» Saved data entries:
PR #822, opened 2026-08-19
docs(pipeline): fix redundant explicit intra-doc links breaking the docs CI job

nh13:
## What

The `docs` CI job is currently **failing on `main`** (HEAD, from #775). `RUSTDOCFLAGS=-D warnings` promotes `rustdoc::redundant_explicit_links` to an error, and `QueueMemoryOptions`' doc comment in `src/lib/commands/common.rs` links three pipeline constants with explicit `crate::unified_pipeline::…` targets that are identical to what rustdoc already resolves from the backticked link text:

- `BACKPRESSURE_THRESHOLD_BYTES` (twice)
- `Q5_BACKPRESSURE_THRESHOLD_BYTES`
- `stage_high_water_mark`

## Fix

Collapse the four links to shortcut intra-doc links (`[`Foo`]`), so the destination is inferred. The rendered documentation is unchanged; only the redundant explicit targets are removed.

## Verification

`RUSTDOCFLAGS="-D warnings" cargo doc --no-deps --workspace` now completes cleanly.

This unblocks the `docs` job on `main` and on every open PR rebased onto it (e.g. #793).

### DIFF
--- a/src/lib/commands/common.rs
+++ b/src/lib/commands/common.rs
@@ -1243,17 +1243,17 @@ fn resolve_memory_budget_with_total(
 /// (the FASTQ aggregate counts its write reorder state and the BAM aggregate its
 /// input and write reorder states), so this budget bounds them through the Read
 /// gate; they additionally apply their own threshold, capped at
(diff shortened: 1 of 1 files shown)


nh13:
@coderabbitai pause

PR #823, opened 2026-08-19
perf(sort): name which floor the merge is on, and stop shouting the detail

nh13:
Third in the stack: #813 (instrumentation) → #814 (the wins) → this.

## What this adds

**A floor line.** From exact counters, the merge now reports which of three limits binds — the consumer's serial CPU, worker capacity (busy ÷ threads), or coordination — and how much is recoverable without doing less work. It converts "is my sort slow?" into "which of three limits am I on?", and the three imply unrelated fixes.

Measured verdicts on the reference cell (`1kg-wgs-HG00096`, coordinate → template-coordinate, `--max-memory 512M --max-temp-files 1024`, 779,820,469 records, caches dropped, `compare bams` IDENTICAL):

| | loop | consumer serial | worker capacity | verdict | recoverable |
| 8 threads | 188.0s | 186.9s | — | consumer serial CPU | ~1s |
| 16 threads | 156.4s | 113.2s | 89.7s (16t) | coordination | 43.4s (28%) |

That table is the most useful thing to come out of this work. It is also what says the 8-thread merge is finished — it sits at 99.4% of its serial floor — and that the 16-thread gap is not worker capacity, which is 43% idle.

**A clock correction.** The sub-phase timings are sampled with an `Instant::now()`/`elapsed()` pair whose cost lands *inside* the interval — 15–35 ns against segments of 2–100 ns. Uncorrected, the segments summed to 321.5s of a 189.3s loop (−70%). The overhead is now calibrated per merge and subtracted per sample, and the partition prints a signed residual so the next such error shows up as an unattributed line rather than as plausible-looking rows.

**Quieter output.** A plain `fgumi sort` prints ~99 diagnostic lines at INFO, none of it opt-in. The consumer sub-phase rows and headroom detail move to `debug!`; the three floor lines stay at INFO because they are the part a user can act on. Its own commit, because it touches rows older than this PR — `log_consumer_rows` was extracted here and carries lines that predate it, and splitting the block by authorship would leave half a table at each level. ~72 `info!` calls elsewhere in this file deserve the same treatment and are left alone; a follow-up should put all of it behind a `--sort-stats` flag, paired with the benchmark harness that greps these lines.

## Headroom, stated plainly

This PR ships no speedup. It ships the measurement that says where the remaining time is and, more usefully, where it is not.

The 16-thread gap is 43.4s (28%), and it is precisely localized: 97% of park time is `waiting for a worker` while the work itself measures 40 µs against 1,325 µs of waiting; 89.4% of that has a worker asleep; 0.29% of block pulls carry 28% of merge wall at 2.9 ms each; the awaited file is 98% `starved` by time.

**Nineteen interventions against that picture have all measured worse or neutral.** Five arms that moved decompression off the serial consumer lost wall clock in proportion — slope **−0.373 s of merge per second of consumer fetch, r = −0.975**. A regime gate that adapted on self-serves-per-park cost +12.5% and was refuted twice over: its discriminant moved under its own action (9.2/park ungated → 31/park gated, against a threshold of 32), and the counter it divided by counts *calls* rather than blocks. Letting the consumer read the starved block itself fired on 0.6% of starved parks — `try_lock` on the reader failed ~99% of the time, because a worker was already reading exactly what the consumer wanted. Publishing that read every 16 blocks instead of every 404 moved wall clock 0.1%.

So the shipped configuration is a local optimum in every dimension tested: decompress cap (non-monotonic, optimum at the current 8), publish granularity (neutral), consumer-side read (neutral), prediction window (negative), regime gate (negative), wake targeting (`0% recoverable` by its own counter). It is not bandwidth — 52.6 GB over 156s is ~337 MB/s against a 1000 MB/s volume.

I would not spend more on the 16-thread merge on this evidence.

## Notes for review

- `merge_headroom.rs` is new and self-contained: `MergeFloors`, `ConsumerSample`, `LoopPartition`, and the clock calibration. 22 tests, all mutation-verified — two tests initially survived removing the code they covered and were rewritten.
- `LoopPartition::unattributed_secs` is deliberately **signed**. It is what caught the −70% error above; an unsigned or clamped residual would have hidden it.
- 7,745 tests pass. Instrumentation cost measured twice against a proper in-boot control at −0.34% / +0.15% / −0.66% — opposite signs, inside noise.

Risk: sort diagnostics and merge-floor metrics change output, pinned by calibrated timing, consumer samples, and floor classification; unsafe: none; CLAUDE.md allowlist: unchanged; memory bounds, queue capacity, and thread/backpressure policy: none.

- Add merge-floor reporting for consumer serial CPU, worker capacity, and coordination limits.
- Report recoverable wall-clock headroom and binding classifications.
- Partition consumer-loop timing into prediction, presentation, writing, source advancement, and loser-tree work.
- Calibrate and subtract clock overhead from sampled timings.
- Report signed residuals for unattributed loop time.
- Move detailed consumer and lifecycle diagnostics to `debug!`.
- Keep actionable floor verdicts and summary metrics at `INFO`.
- Add tests for calibration, correction, binding, residual accounting, clamping, scaling, and diagnostic reporting.

### DIFF
--- a/crates/fgumi-sort/src/external.rs
+++ b/crates/fgumi-sort/src/external.rs
@@ -4596,10 +4596,10 @@ impl RawExternalSorter {
         let (samples_taken, records_merged) = sampling;
         let est_tree = scaled.tree;
         let est_read = scaled.advance;
-        info!(
+        debug!(
             "  Consumer (main thread; {samples_taken} samples of {records_merged} records, scaled {scale:.0}x)"
         );
-        info!("    Fetch next record: {est_read:.1}s  (includes waiting on decompressed blocks)");
+        debug!("    Fetch next record: {est_read:.1}s  (includes waiting on decompressed blocks)");
         let MergeConsumerDiag {
             backpressure_secs: blocked_secs,
             backpressure_waits: blocked_waits,
@@ -4609,22 +4609,22 @@ impl RawExternalSorter {
         if blocked_waits > 0 {
             #[allow(clippy::cast_precision_loss, reason = "wait counts stay far below 2^52")]
             let mean_us = blocked_secs * 1e6 / blocked_waits as f64;
-            info!(
+            debug!(
                 "    Output backpressure: {blocked_secs:.1}s over {blocked_waits} waits \
                  (mean {mean_us:.0} us, exact) -- the consumer blocked for an output permit"
             );
         } else {
-            info!("    Output backpressure: none -- the compressors always had a permit ready");
+            debug!("    Output backpressure: none -- the compressors always had a permit ready");
         }
         if borrowed + reassembled > 0 {
             #[allow(clippy::cast_precision_loss, reason = "record counts stay far below 2^52")]
             let pct = 100.0 * reassembled as f64 / (borrowed + reassembled) as f64;
-            info!(
+            debug!(
                 "    Record presentation: {borrowed} borrowed zero-copy, {reassembled} \
                  reassembled across a block boundary ({pct:.2}%, exact)"
             );
         }
-        info!("    Loser tree:        {est_tree:.1}s");
+        debug!("    Loser tree:        {est_tree:.1}s");
         // Reconcile the sampled segments against the loop they are meant to
         // partition. Three of these rows were reported for a long time without
         // ever being summed against the loop, so there was no way to tell whether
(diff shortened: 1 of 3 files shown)


nh13:
@coderabbitai pause

nh13:
@coderabbitai review

nh13:
@coderabbitai review

nh13:
@coderabbitai review

PR #825, opened 2026-08-19
ci: harden samtools install against apt mirror stalls

nh13:
## Problem

The `sort-correctness` job installs samtools with a bare `sudo apt-get update && sudo apt-get install -y samtools`. When an upstream (Azure) apt mirror stalls, `apt-get` hangs indefinitely. This step normally finishes in ~14s, but on 2026-08-19 it was observed stuck for **40+ minutes** on both a PR run and a concurrent `main` run — the same step, same time — pointing squarely at a transient mirror stall rather than any repository change.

» Assignment:
Count the lines of these entries that hold the string "correction", and give only that number.

» Solution for this task:
2